Here's a basic Nginx config:
server {
listen 443 ssl;
server_name chat.example.com;
location / {
proxy_pass http://localhost:8080;
proxy_set_header Host $host;
proxy_set_header X-Real-IP $remote_addr;
proxy_set_header X-Forwarded-For $proxy_add_x_forwarded_for;
}
}
Reload Nginx with:
sudo systemctl restart nginx
Now, you can access your self-hosted LLM via https://chat.example.com
. Fancy.
You Own Your Data Now
One of the biggest advantages of self-hosting an LLM? Your data stays with you.

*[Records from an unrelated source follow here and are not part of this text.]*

PR #9403, opened 2026-08-19
fix(gen-ai): Remove port restrictions from cross-namespace egress to support MCP servers

NickGagan:
https://redhat.atlassian.net/browse/RHOAIENG-85502

## Description

MCP servers can run on any port in any cluster namespace. The previous `gen-ai-allow-ports` NetworkPolicy restricted cross-namespace egress to only ports 8321 and 8443, which blocked connectivity to MCP servers on other ports.

This removes the port restriction from the `namespaceSelector: {}` egress rule, restoring the original open-namespace behaviour that existed before the OGX/NemoGuardrails port additions narrowed it.

## How Has This Been Tested?

Verified locally on a cluster — gen-ai-ui pod can now reach MCP servers in arbitrary namespaces on arbitrary ports.

## Test Impact

No test changes required — this is a manifest-only change.

## Summary by CodeRabbit

* **Bug Fixes**
  * Updated network access rules to allow outbound traffic on all ports across namespaces.
  * Preserved existing DNS, application-specific, and external HTTPS/HTTP access rules.

### DIFF
--- a/manifests/modules/gen-ai/networkpolicy.yaml
+++ b/manifests/modules/gen-ai/networkpolicy.yaml
@@ -43,11 +43,6 @@ spec:
           protocol: TCP
     - to:
         - namespaceSelector: {}
-      ports:
-        - port: 8321
-          protocol: TCP
-        - port: 8443
-          protocol: TCP
     - to:
         - ipBlock:
             cidr: 0.0.0.0/0


lucferbux (approved):
/lgtm
/approve

@NickGagan we need to create a jira follow up to cover the proper implementation of the feature

andyatmiami (approved):
/lgtm
/approve

---

Discussions in a [very long slack thread ](https://redhat-internal.slack.com/archives/C05SMJ09DD2/p1784725360585439)(that probably isn't accessible to non-Red Hatters) has collectively led us to the conclusion this is the best change we can deliver to unblock 3.5.

External endpoints, etc - more "dynamic resources" - makes this challenging to statically define ports a priori.. so for now we'll relax this restriction and moving forward look how to lock this back down.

No sending queries to an external API, no third-party tracking what you're asking, no potential leaks of sensitive information. It's all running on your hardware, fully under your control. Whether you're experimenting with code, processing confidential documents, or just having fun chatting with AI, everything stays local.
Model Sizes & Performance
Of course, different models come with different memory requirements. Here's what I'm running on my RTX ADA 4000 and how much VRAM they use:
NAME ID SIZE PROCESSOR UNTIL
codellama:7b 8fdf8f752f6e 9.4 GB 100% GPU 2 minutes from now
codellama:13b 9f438cb9cd58 15 GB 100% GPU 4 minutes from now
gemma3:12b 6fd036cefda5 13 GB 100% GPU 4 minutes from now
This means I can comfortably run mid-sized models like codellama:13b
while keeping things snappy.
Choosing the Right GPU
Picking the right GPU is all about balancing performance, VRAM, and cost - because, let's be honest, unless you're running an AI research lab, you're not dropping $30,000 on an H100.

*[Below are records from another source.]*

PR #9439, opened 2026-08-20
fix(RHOAIENG-87447): Support Markdown rendering and improve HTML visualization in artifact drawer

DaoDaoNoCode:
https://redhat.atlassian.net/browse/RHOAIENG-87447
https://redhat.atlassian.net/browse/RHOAIENG-56884

## Description

https://github.com/user-attachments/assets/c37e2324-d62e-4db4-9963-44c2b1ad9aeb

Fixes two related issues with the artifact Visualization tab in pipeline run details:

1. **Markdown rendered as plain text** ([RHOAIENG-87447](https://redhat.atlassian.net/browse/RHOAIENG-87447)): `Output[Markdown]` artifacts were loaded in an iframe that displayed raw markdown text without formatting. Now, markdown artifacts are fetched as raw text and rendered natively using the project's `MarkdownComponent` (react-markdown + remark-gfm + rehype-sanitize). Falls back to iframe if the fetch fails.

2. **HTML visualization unreadable** ([RHOAIENG-56884](https://redhat.atlassian.net/browse/RHOAIENG-56884)): HTML artifacts (e.g. AutoML leaderboard tables) were rendered in an iframe with no width/height styling, making them nearly invisible. The iframe now has proper sizing (`width: 100%` via PF utility class, `min-height: 300px`).

3. **Expand to fullscreen**: Both HTML and Markdown artifacts now have an expand button that opens a Modal at `variant="large"`, allowing users to view the full content outside the narrow drawer panel.

All changes are also applied to the compare-runs markdown view (`MarkdownCompare` + `useFetchMarkdownMaps`).

### Files changed

| File | Change |
|------|--------|
| `ArtifactVisualization.tsx` | Split MARKDOWN vs HTML rendering paths; markdown uses `MarkdownComponent`, HTML keeps iframe; both get expand button + fullscreen modal |
| `ArtifactVisualization.scss` | New — iframe sizing and markdown scroll containers (only styles PF can't handle) |
| `MarkdownCompare.tsx` | Extended `MarkdownAndTitle` type with `markdownContent?`; renders `MarkdownComponent` when available; fullscreen modal |
| `useFetchMarkdownMaps.ts` | For MARKDOWN artifacts, fetches raw text via download URL; passes `markdownContent` through to config |

## How Has This Been Tested?

- Manually tested with a KFP pipeline that produces both `system.Markdown` and `system.HTML` artifacts
- Verified markdown renders with proper formatting (headings, tables, code blocks, lists)
- Verified HTML iframe renders with correct sizing
- Verified expand button opens fullscreen modal for both types
- Verified fallback to iframe when markdown content fetch fails
- Verified existing Cypress tests are unaffected (fallback chain preserves iframe behavior)

## Test Impact

Existing Cypress tests (`artifacts.cy.ts`, `compareRuns.cy.ts`) continue to pass — the download URL fallback ensures the iframe path is still exercised when the download URL is not mocked.

## Request review criteria:

If you have UI changes:

[RHOAIENG-87447]: https://redhat.atlassian.net/browse/RHOAIENG-87447?atlOrigin=eyJpIjoiNWRkNTljNzYxNjVmNDY3MDlhMDU5Y2ZhYzA5YTRkZjUiLCJwIjoiZ2l0aHViLWNvbS1KU1cifQ
[RHOAIENG-56884]: https://redhat.atlassian.net/browse/RHOAIENG-56884?atlOrigin=eyJpIjoiNWRkNTljNzYxNjVmNDY3MDlhMDU5Y2ZhYzA5YTRkZjUiLCJwIjoiZ2l0aHViLWNvbS1KU1cifQ

## Summary by CodeRabbit

* **New Features**
  * Markdown artifacts and comparisons now render directly in the interface when available.
  * Added expand controls and fullscreen modal views for artifact visualizations.
  * Large or unavailable Markdown content automatically falls back to the existing viewer.

* **Style**
  * Improved sizing, scrolling, borders, and fullscreen layouts for clearer visualization.

* **Tests**
  * Added coverage for inline Markdown rendering and fallback behavior.

### DIFF
--- a/frontend/src/concepts/pipelines/content/compareRuns/metricsSection/markdown/useFetchMarkdownMaps.ts
+++ b/frontend/src/concepts/pipelines/content/compareRuns/metricsSection/markdown/useFetchMarkdownMaps.ts
@@ -7,6 +7,7 @@ import {
   getFullArtifactPaths,
 } from '#~/concepts/pipelines/content/compareRuns/metricsSection/utils';
 import { ArtifactType, PipelineRunKF } from '#~/concepts/pipelines/kfTypes';
+import { readBoundedText } from '#~/concepts/pipelines/content/pipelinesDetails/pipelineRun/artifacts/utils';
 import { allSettledPromises } from '#~/utilities/allSettledPromises';
 
 const useFetchMarkdownMaps = (
@@ -17,7 +18,7 @@ const useFetchMarkdownMaps = (
   configsLoaded: boolean;
 } => {
   const [configsLoaded, setConfigsLoaded] = React.useState(false);
-  const { getStorageObjectRenderUrl } = useArtifactStorage();
+  const { getStorageObjectRenderUrl, getStorageObjectDownloadUrl } = useArtifactStorage();
 
   const [configMapBuilder, setConfigMapBuilder] = React.useState<
     Record<string, MarkdownAndTitle[]>
@@ -40,22 +41,39 @@ const useFetchMarkdownMaps = (
           const { run } = path;
           let sizeBytes: number | undefined;
           let url: string | undefined;
-          if (
-            path.linkedArtifact.artifact.getType() === ArtifactType.MARKDOWN ||
-            path.linkedArtifact.artifact.getType() === ArtifactType.HTML
-          ) {
+          let markdownContent: string | undefined;
+          const artifactType = path.linkedArtifact.artifact.getType();
+
+          if (artifactType === ArtifactType.MARKDOWN) {
+            try {
+              const downloadUrl = await getStorageObjectDownloadUrl(path.linkedArtifact.artifact);
+              if (downloadUrl) {
+                const response = await fetch(downloadUrl);
+                if (response.ok) {
+                  markdownContent = await readBoundedText(response);
+                }
+              }
+            } catch {
+              // Fall back to render URL for iframe display
+            }
+            if (!markdownContent) {
+              url = await getStorageObjectRenderUrl(path.linkedArtifact.artifact).catch(
+                () => undefined,
+              );
+            }
+          } else if (artifactType === ArtifactType.HTML) {
             url = await getStorageObjectRenderUrl(path.linkedArtifact.artifact).catch(
               () => undefined,
             );
           }
 
-          if (url === undefined) {
+          if (url === undefined && markdownContent === undefined) {
             return null;
           }
-          return { run, sizeBytes, url, path };
+          return { run, sizeBytes, url, markdownContent, path };
         }),
 
-    [fullArtifactPaths, getStorageObjectRenderUrl],
+    [fullArtifactPaths, getStorageObjectRenderUrl, getStorageObjectDownloadUrl],
   );
 
   React.useEffect(() => {
@@ -66,13 +84,14 @@ const useFetchMarkdownMaps = (
     allSettledPromises(fetchStorageObjectPromises).then(([successes]) => {
       successes.forEach((result) => {
         if (result.value) {
-          const { url, sizeBytes, run, path } = result.value;
+          const { url, markdownContent: mdContent, sizeBytes, run, path } = result.value;
           setRunMapBuilder((runMap) => ({ ...runMap, [run.run_id]: run }));
 
-          const config = {
+          const config: MarkdownAndTitle = {
             title: getFullArtifactPathLabel(path),
-            config: url,
+            config: url ?? '',
             fileSize: sizeBytes,
+            markdownContent: mdContent,
           };
 
           setConfigMapBuilder((configMap) => ({
--- a/frontend/src/concepts/pipelines/content/pipelinesDetails/pipelineRun/artifacts/ArtifactVisualization.scss
+++ b/frontend/src/concepts/pipelines/content/pipelinesDetails/pipelineRun/artifacts/ArtifactVisualization.scss
@@ -1,0 +1,16 @@
+.odh-artifact-visualization {
+  &__iframe {
+    min-height: 300px;
+    border: none;
+  }
+
+  &__iframe--fullscreen {
+    height: 75vh;
+    border: none;
+  }
+
+  &__markdown--fullscreen {
+    max-height: 75vh;
+    overflow: auto;
+  }
+}
--- a/frontend/src/concepts/pipelines/content/pipelinesDetails/pipelineRun/artifacts/ArtifactVisualization.tsx
+++ b/frontend/src/concepts/pipelines/content/pipelinesDetails/pipelineRun/artifacts/ArtifactVisualization.tsx
@@ -1,16 +1,26 @@
 import React from 'react';
 
 import {
+  Button,
   Bullseye,
   EmptyState,
   EmptyStateBody,
   EmptyStateVariant,
   Flex,
+  FlexItem,
+  // eslint-disable-next-line @odh-dashboard/no-restricted-imports -- ContentModal adds a constrained body height that causes double scrollbars with the iframe/markdown scroll containers
+  Modal,
+  // eslint-disable-next-line @odh-dashboard/no-restricted-imports
+  ModalBody,
+  // eslint-disable-next-line @odh-dashboard/no-restricted-imports
+  ModalHeader,
   Spinner,
   Stack,
   StackItem,
   Title,
+  Tooltip,
 } from '@patternfly/react-core';
+import { ExpandIcon } from '@patternfly/react-icons';
 import { TableVariant, Td, Tr } from '@patternfly/react-table';
 
 import { Table } from '@odh-dashboard/ui-core';
@@ -27,7 +37,9 @@ import { buildConfusionMatrixConfig } from '#~/concepts/pipelines/content/artifa
 import { isConfusionMatrix } from '#~/concepts/pipelines/content/compareRuns/metricsSection/confusionMatrix/utils';
 import { usePipelinesAPI } from '#~/concepts/pipelines/context';
 import { useArtifactStorage } from '#~/concepts/pipelines/apiHooks/useArtifactStorage';
-import { getArtifactProperties } from './utils';
+import MarkdownComponent from '#~/components/markdown/MarkdownComponent';
+import { getArtifactProperties, readBoundedText } from './utils';
+import './ArtifactVisualization.scss';
 
 interface ArtifactVisualizationProps {
   artifact: Artifact;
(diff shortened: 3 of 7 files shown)


srtanish1992:
@DaoDaoNoCode I did some manual testing, the bugs are fixed but below are few issues I have found.

1. When comparing runs, there is now dual expand action buttons/icons. Maybe conditionally hide when on compare runs page?

Screenshot 2026-08-20 at 6 11 17 PM

2. If the pipeline server storage has strict CORS and doesn't allow dashboard origin then the `fetch` will fail and the Markdown content will be displayed as a raw content. Now I am not sure about the customer data and how they create the storage OR is it okay to put this in documentation and ask them to fix CORS policy. The right fix would be in DSPA to provide an endpoint to stream bytes so that frontend can just consume it OR a BFF for pipelines UI.

Screenshot 2026-08-20 at 7 12 53 PM

DaoDaoNoCode:
Hey @srtanish1992 Thanks for the review!
For 1, good catch and I submitted the fix.
For 2, you're right that strict CORS on the object store would cause the `fetch()` to fail. In that case our fallback kicks in and renders via iframe (same behavior as before this PR — no regression). The ideal fix is a DSPA content-streaming endpoint or a dashboard BFF proxy so the frontend doesn't need direct object store access. That's a separate effort, I think we can have a pipeline BFF for this once we move the pipelines into a package. For this PR, the fallback chain ensures no worse behavior than the status quo.

frontend/src/concepts/pipelines/content/pipelinesDetails/pipelineRun/artifacts/ArtifactVisualization.tsx
```diff
@@ -47,17 +61,45 @@ export const ArtifactVisualization: React.FC<ArtifactVisualizationProps> = ({ ar
...
         const renderArtifact = async () => {
-          await getStorageObjectRenderUrl(memoizedArtifact)
-            .then((url) => setRenderUrl(url))
-            .catch(() => null);
+          if (artifactType === ArtifactType.MARKDOWN) {
+            let content: string | undefined;
+            try {
+              const url = await getStorageObjectDownloadUrl(memoizedArtifact);
+              if (url) {
+                const response = await fetch(url);
```
srtanish1992: `fetch()` of the presigned `download_url` is cross-origin (S3/MinIO). Iframe `src` is not.

If the bucket has no CORS (default **AWS S3 / IBM COS**) or a strict allow-list that omits the dashboard origin, this fails and the iframe fallback is **RHOAIENG-87447** again (plaintext markdown). Default in-cluster MinIO (`*`) is why this is easy to miss locally. Customers often have stricter CORS; we should not require them to open the bucket.

Please load the bytes same-origin (DSPA streams the object, or dashboard backend GETs the signed URL **by artifact id**). Do not treat iframe fallback as success for markdown. Same pattern in `useFetchMarkdownMaps.ts`.

frontend/src/concepts/pipelines/content/compareRuns/metricsSection/markdown/useFetchMarkdownMaps.ts
```diff
@@ -40,22 +40,39 @@ const useFetchMarkdownMaps = (
...
-            path.linkedArtifact.artifact.getType() === ArtifactType.HTML
-          ) {
+          let markdownContent: string | undefined;
+          const artifactType = path.linkedArtifact.artifact.getType();
+
+          if (artifactType === ArtifactType.MARKDOWN) {
+            try {
+              const downloadUrl = await getStorageObjectDownloadUrl(path.linkedArtifact.artifact);
+              if (downloadUrl) {
+                const response = await fetch(downloadUrl);
```
srtanish1992, line 51: Same CORS-sensitive `fetch(downloadUrl)` as `ArtifactVisualization`. Compare-runs markdown will also silently fall back to the plaintext iframe when object storage blocks the dashboard origin.

Load content same-origin (DSPA or dashboard backend keyed by artifact id), not via browser `fetch` of the signed URL.

frontend/src/concepts/pipelines/content/pipelinesDetails/pipelineRun/artifacts/ArtifactVisualization.tsx
```diff
@@ -47,17 +61,45 @@ export const ArtifactVisualization: React.FC<ArtifactVisualizationProps> = ({ ar
...
+            await getStorageObjectRenderUrl(memoizedArtifact)
+              .then((url) => setRenderUrl(url))
+              .catch(() => null);
+          }
           setLoading(false);
         };
         setLoading(true);
         setRenderUrl(undefined);
+        setMarkdownContent(undefined);
         renderArtifact();
```
srtanish1992: This effect has no abort / `cancelled` flag. In-flight `getArtifact` + `fetch` can still call `setMarkdownContent` after unmount or after the artifact changes.

In `start:dev:ext` (`React.StrictMode`) this also shows up as duplicate `view=DOWNLOAD` + S3 calls (same payload/timing). Production will not Strict-Mode-double, but switching nodes has the same missing cleanup.

Please abort on effect cleanup. Same for `useFetchMarkdownMaps`.

frontend/src/concepts/pipelines/content/pipelinesDetails/pipelineRun/artifacts/ArtifactVisualization.scss
```diff
@@ -0,0 +1,21 @@
...
+    border: none;
+  }
+
+  &__iframe--fullscreen {
+    height: 75vh;
+    border: none;
+  }
+
+  &__markdown {
+    max-height: 400px;
```
srtanish1992: RHOAIENG-87447 asks for markdown to be **fully visible**. Native `MarkdownComponent` is the right renderer, but `max-height: 400px` still clips long artifacts behind a scrollbar.

Can we drop this cap (or only constrain height via the drawer layout) so long markdown is actually fully visible?

frontend/src/concepts/pipelines/content/pipelinesDetails/pipelineRun/artifacts/ArtifactVisualization.tsx
```diff
@@ -154,20 +196,75 @@ export const ArtifactVisualization: React.FC<ArtifactVisualizationProps> = ({ ar
...
+            <Flex
+              justifyContent={{ default: 'justifyContentSpaceBetween' }}
+              alignItems={{ default: 'alignItemsCenter' }}
+            >
+              <FlexItem>
+                <Title headingLevel="h3">Artifact details</Title>
+              </FlexItem>
+              <FlexItem>
+                <Tooltip content="Expand to fullscreen">
+                  <Button
```
srtanish1992, line 263: Nit: tooltip says “Expand to fullscreen” but the modal is `variant="large"` (not fullscreen). Please align the copy with the actual modal, or use a fullscreen variant if that was the intent.

frontend/src/concepts/pipelines/content/pipelinesDetails/pipelineRun/artifacts/__tests__/ArtifactNodeDrawerContent.spec.tsx
```diff
@@ -10,6 +10,11 @@ import { PipelineTask } from '#~/concepts/pipelines/topology';
 import { Artifact, Value } from '#~/third_party/mlmd';
 import { ArtifactNodeDrawerContent } from '#~/concepts/pipelines/content/pipelinesDetails/pipelineRun/artifacts/ArtifactNodeDrawerContent';
 
+jest.mock('#~/components/markdown/MarkdownComponent', () => ({
```
srtanish1992, line 13: This only mocks `MarkdownComponent` so the drawer still mounts. It does not cover native markdown vs iframe fallback, expand/modal, or a failed `fetch`.

The new Visualization paths need unit tests (same gap on `PipelineRunDrawerRightContent.spec.tsx`). Codecov is already flagging this patch.

srtanish1992 (changes requested):
Thanks for dropping the second Expand on Compare — that looks fixed.

Remaining issues are inline. The important one is still `fetch(presigned download_url)`: iframe fallback on CORS failure is the original markdown plaintext bug, not an acceptable success path for RHOAIENG-87447. Please load artifact bytes same-origin (DSPA stream or dashboard backend keyed by artifact id). Also missing tests for the native markdown / fallback / expand paths.

srtanish1992:
> Hey @srtanish1992 Thanks for the review! For 1, good catch and I submitted the fix. For 2, you're right that strict CORS on the object store would cause the `fetch()` to fail. In that case our fallback kicks in and renders via iframe (same behavior as before this PR — no regression). The ideal fix is a DSPA content-streaming endpoint or a dashboard BFF proxy so the frontend doesn't need direct object store access. That's a separate effort, I think we can have a pipeline BFF for this once we move the pipelines into a package. For this PR, the fallback chain ensures no worse behavior than the status quo.

For the 2nd one, I agree that it is out of scope of this PR but I would inform the person who reported this issue and PM that in the scenario where there are stricter policies, the "bug" will be back because if that "customer" has CORS policy that doesn't allow dashboard origin than they know what to do and have the right expectation about this fix.

I just finished code review. Feel free to ignore the feedback related to CORS.

frontend/src/concepts/pipelines/content/pipelinesDetails/pipelineRun/artifacts/ArtifactVisualization.tsx
```diff
@@ -27,37 +37,89 @@ import { buildConfusionMatrixConfig } from '#~/concepts/pipelines/content/artifa
...
+
+    const renderArtifact = async () => {
+      if (artifactType === ArtifactType.MARKDOWN) {
+        let content: string | undefined;
+        try {
+          const url = await getStorageObjectDownloadUrl(memoizedArtifact);
+          if (url && !signal.aborted) {
+            const response = await fetch(url, { signal });
+            if (response.ok) {
+              content = await response.text();
```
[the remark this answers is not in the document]
DaoDaoNoCode: Added a Content-Length guard (5MB cap) before calling response.text(). If the header declares a size over MAX_MARKDOWN_BYTES, we skip decoding and fall back to the render URL iframe. This handles the common case where S3 pre-signed URLs include Content-Length in the response.

I opted for the simpler Content-Length check over the streaming reader approach — the S3/MinIO responses from pipeline artifacts reliably include this header, and a full ReadableStream chunked reader adds complexity for a scenario (missing Content-Length on a multi-MB markdown artifact) that's unlikely in practice.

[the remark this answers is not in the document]
DaoDaoNoCode: Addressed — replaced the Content-Length-only check with a shared readBoundedText utility that enforces the 5MB cap via streaming ReadableStream reader when Content-Length is absent. When the header is present and within limits, it uses response.text() directly. The utility is shared between both call sites in utils.ts.

srtanish1992:
/lgtm

@DaoDaoNoCode do you wan't to create ticket for fixing the CORS issue for documentation purpose?

DaoDaoNoCode:
@srtanish1992 Hi, I'd prefer to do that when we refactoring the pipelines package. We will remember that haha... 😛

Here's a quick breakdown of solid options:
- NVIDIA RTX 3090 - Powerful, with 24 GB of VRAM, but it's last-gen. ($$)
- NVIDIA RTX 4090 - Even more powerful, with 24 GB of VRAM and better efficiency. ($$$)
- NVIDIA RTX 5090 - Even more and more powerful, with 24 GB of VRAM and better efficiency. ($$$$)
- NVIDIA RTX 4000 ADA Generation - Less powerful, but 20 GB of VRAM, and a low-profile card. ($)
Now, why the ADA 4000? While the RTX 5090 is the fastest in raw compute power, VRAM is king for training AI models. The ADA 4000's 20 GB VRAM gives you enough room for Stable Diffusion training, larger batch sizes, and AI experiments, without hitting the limits of other consumer GPUs such as 3080 (10 GB).
Performance-wise, the 4090 and 5090 has more horsepower, but for training workloads where memory matters more than raw speed, the ADA 4000 is the more practical and cost-efficient choice. Plus, lower power consumption makes it a better long-term option if you're running AI workloads frequently. Also, the physical size - I mean it's a low profile card. Small, fits perfectly into any case.
At the end of the day, if you're serious about AI training and need a balance of VRAM, price, and efficiency, the ADA 4000 is the way to get started.
Example
Asking codellama:13b
Prompt: implement fibonacci in python and also some unit tests using pytest
Asking gemma3:12b
Prompt: implement fibonacci in python and also some unit tests using pytest
Wrapping Up
With an RTX ADA 4000, Ollama, Open WebUI, and an Nginx reverse proxy, I now have an AI-powered assistant running entirely on my own hardware. No subscriptions, no cloud dependencies, just raw, local AI power. If you're serious about AI and privacy, setting this up is a no-brainer. Give it a try, and let your GPU do some work.